After having paused for about a month while the Committee of Detail composed a draft of the Constitution itself, the Representatives returned on August 6th to consider this draft. August 6th consisted of little more than reading the draft. On August 7th, they took up a more robust debate about the details of the new Constitution. Among other things debated that day, the question of who would have the right to vote in national elections arose. Gouverneur Morris, whose instincts had always seemed ahead of his time, made the controversial and seemingly outdated suggestion to “restrain the right of suffrage to freeholders.” That is, Morris suggested that only the propertied should have the right to vote in national elections. In the first place, several of them replied to this suggestion with the obvious problem that some of the states already allowed non-freeholders to vote. As James Wilson said: “It would be very hard & disagreeable for the same persons at the same time, to vote for representatives in the State Legislature and to be excluded from a vote for those in the Natl. Legislature.” Oliver Elseworth said: “The people will not readily subscribe to the Natl. Constitution if it should subject them to be disfranchised. The States are the best Judges of the circumstances & temper of their own people.” Several of them repeated this sentiment regarding the disconnect between a national Constitution that restricted the vote and state Constitutions that had already expanded it.
Those who argued against the restriction concentrated on the prudential question as to whether the people would accept it. Those who argued for it now advanced a couple of arguments worth at least considering, even though they sound so strange to our ears. Oddly enough, for Morris, the decisive problem with extending the vote beyond “freeholders” was that it would lean us toward aristocracy, if not in name at least in fact:
The sound of Aristocracy therefore had no effect on him. It was the thing, not the name, to which he was opposed, and one of his principal objections to the Constitution as it is now before us, is that it threatens this Country with an Aristocracy. The aristocracy will grow out of the House of Representatives. Give the votes to people who have no property, and they will sell them to the rich who will be able to buy them. We should not confine our attention to the present moment. The time is not distant when this Country will abound with mechanics & manufacturers who will receive their bread from their employers. Will such men be the secure & faithful Guardians of liberty? Will they be the impregnable barrier agst. aristocracy? -He was as little duped by the association of the words “taxation & Representation.” The man who does not give his vote freely is not represented. It is the man who dictates the vote. Children do not vote. Why? because they want prudence, because they have no will of their own. The ignorant & the dependent can be as little trusted with the public interest. He did not conceive the difficulty of defining “freeholders” to be insuperable. Still less that the restriction could be unpopular. 9/10 of the people are at present freeholders and these will certainly be pleased with it. As to Merchts. &c. if they have wealth & value the right they can acquire it. If not they don’t deserve it.
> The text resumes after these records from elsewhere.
PR #693, opened 2025-09-11
[Feature] Support for Cohere API

somtirtharoy:
## Type of changes

Please check the type of change your PR introduces:

- [ ] 🐛 Bug fix (non-breaking change which fixes an issue)
- [ ] ✨ New feature (non-breaking change which adds functionality)
- [ ] 💥 Breaking change (fix or feature that would cause existing functionality to not work as expected)
- [ ] 📚 Documentation update (improvements or corrections to documentation)
- [ ] 🎨 Code style/formatting (changes that do not affect the meaning of the code)
- [ ] ♻️ Refactoring (code change that neither fixes a bug nor adds a feature)
- [ ] ⚡ Performance improvement (code change that improves performance)
- [ ] ✅ Test update (adding missing tests or correcting existing tests)
- [ ] 🔧 Build/CI changes (changes to build process or continuous integration)
- [ ] 🗑️ Chore (other changes that don't modify src or test files)

### Code Quality
- [ ] Code follows the project's style guidelines (run `ruff check .` and `ruff format .`)
- [ ] Code is commented, particularly in hard-to-understand areas

### Testing
- [ ] Tests added/updated and pass locally (`pytest tests`)
- [ ] Test coverage maintained

### Documentation
- [ ] Documentation updated if needed (bot will verify)

### Git & PR Management
- [ ] PR title clearly describes the change

### Breaking Changes
- [ ] Breaking changes are documented
- [ ] Migration guide provided in documentation (step-by-step instructions for users to update their code/config)

---

Issue #541, opened 2025-08-13
[Feature] Support for Cohere API


Amir-R25:
### Feature Description

We'd like to have support for connecting to Cohere API directly. 

Note: Currently we can access Cohere through Azure and HuggingFace but we'd like to support API as well.

### Proposed Solution

extend the LLM class as we've done to support Cohere's API.

Checkout `packages/railtracks/llm/models/api_providers/openai` for example of how to do it. Basically we will be copying the logic to work with Cohere.

soulFood5632:
This issues is farily stale since cohere has gone out of style

PR #713, opened 2025-09-16
Write an enum type for an the llm providers

Tristan-railtown:
## What does this add?
This creates a providers file that has an enumeration for the different providers we support. This now makes it so that when model_type is called it return the enumeration rather than a string.

One important note is that this enumeration inherits str so is_instance(str, model_provider) will return true and same with something like model_provider.OPENAI == "OpenAI".

## Type of changes

### Code Quality

### Testing

### Git & PR Management

## Additional Notes

I chose to inherit enum and str as well for convenience but potentially it would be preferred to just inherit from enum.


soulFood5632 (approved):
Great work, lets hold off on merging since this is blocked by #693. But after that we are good.

Amir-R25 (approved):
Awesome!

soulFood5632:
@Tristan-railtown check out #541 for one last update to complete.

packages/railtracks/src/railtracks/llm/models/providers.py
```diff
@@ -28,3 +29,4 @@ class ModelProvider(str, Enum):
     HUGGINGFACE = "HuggingFace"
     AZUREAI = "AzureAI"
     OLLAMA = "Ollama"
+    COHERE = "cohere_chat"
```
soulFood5632, line 32: Lets call it "Cohere"

packages/railtracks/src/railtracks/llm/models/api_providers/cohere.py
```diff
@@ -0,0 +1,12 @@
...
+
+
+class CohereLLM(ProviderLLMWrapper):
+    """
+    A wrapper that provides access to the Cohere API.
+    """
+
+    @classmethod
+    def model_type(cls):
+        return ModelProvider.HUGGINGFACE
```
soulFood5632: called the wrong thing here it looks

soulFood5632 (changes requested):
Minor changed

packages/railtracks/src/railtracks/llm/models/api_providers/cohere.py
Tristan-railtown: bruh... my bad

packages/railtracks/src/railtracks/llm/models/providers.py
Tristan-railtown: Looking into this right now but is the string not an API dependent thing? If not, should we change "Vertex_ai" to "Gemini" as well?

soulFood5632: I'll leave this a bit to discussion. I like the cleaness of `Cohere`, but I think it is better to describe the API (i.e. it is `Anthropic` not `claude`)

soulFood5632: I think `Cohere` is the blanket term so it should be fine.

soulFood5632 (approved):
LGTM

PR #715, opened 2025-09-17
Updated release pipeline for mkdocs 

soulFood5632:
## What does this add?

Removed an old reference to api docs release pipeline that referenced requirement.dev


Amir-R25 (approved):
LGTM

PR #759, opened 2025-10-08
Increase mcp version

CoronRing:
## What does this add?

Increase mcp required base version from 1.9.0 to 1.16.0. All test and local repo are using 1.16.0 by default so there is no code impact. 

The reason of the change is that some features we used only exist >= 1.12, (mcp.os), hence it is worth updating. The reason for bumping directly to 1.16.0 is that all versions of 1.12 and above are backward safe. We wil also enjoy extra feature and supporting starting with latest version

## Type of changes

- [X ] 🐛 Bug fix (non-breaking change which fixes an issue)
- [X ] 🗑️ Chore (other changes that don't modify src or test files)
\

### DIFF
--- a/packages/railtracks/pyproject.toml
+++ b/packages/railtracks/pyproject.toml
@@ -45,7 +45,7 @@ classifiers = [
 
 dependencies = [
     "colorama >= 0.4.6",
-    "litellm[proxy] >= 1.70.2",
+    "litellm[proxy] >= 1.78.0",
     "mcp >= 1.16.0",
     "openai >= 1.99.5, < 1.100.0",
     "pydantic >= 2.5.3, <3",


packages/railtracks-cli/pyproject.toml
```diff
@@ -37,14 +37,11 @@ classifiers = [
...
-    "Typing :: Typed"
+    "Typing :: Typed",
 ]
 dynamic = ["version", "description"]
 requires-python = ">=3.10"
-dependencies = [
-    "railtracks",
-    "watchdog >= 3.0.0"
-]
+dependencies = ["watchdog >= 3.0.0"]
```
jbueza-railtownai, line 44: railtracks removed as dependency?

Amir-R25: He's investigating the test failures with circular import structures, I don't think the PRs ready for review yet

Amir-R25:
Thanks @Granine, I'll just add this here for tracking: https://github.com/BerriAI/litellm/pull/16307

Although this argument sounds outdated and bizarre to us, it’s worth noting the extent to which we now complain of the power of the rich in our politics and thus that we’re leaning towards a kind of “aristocracy.” Why are the rich so powerful in our politics? Morris’s argument here suggests that those who don’t own property will often find themselves duped by rich men who promise them things that they don’t have the means and thus prudence to judge properly. They vote for the rich because they “receive their bread from their employers.” If we take this claim metaphorically rather than literally, we might say that the landless public has insufficient freedom actually to judge the promises that rich people make to them.
I wouldn’t go so far as to now suggest that we restrict the right to vote solely to the propertied. There are good reasons for the expansion of the vote. But, as we think about why the rich are so empowered in the United States, Morris’s argument should give us some things on which to reflect.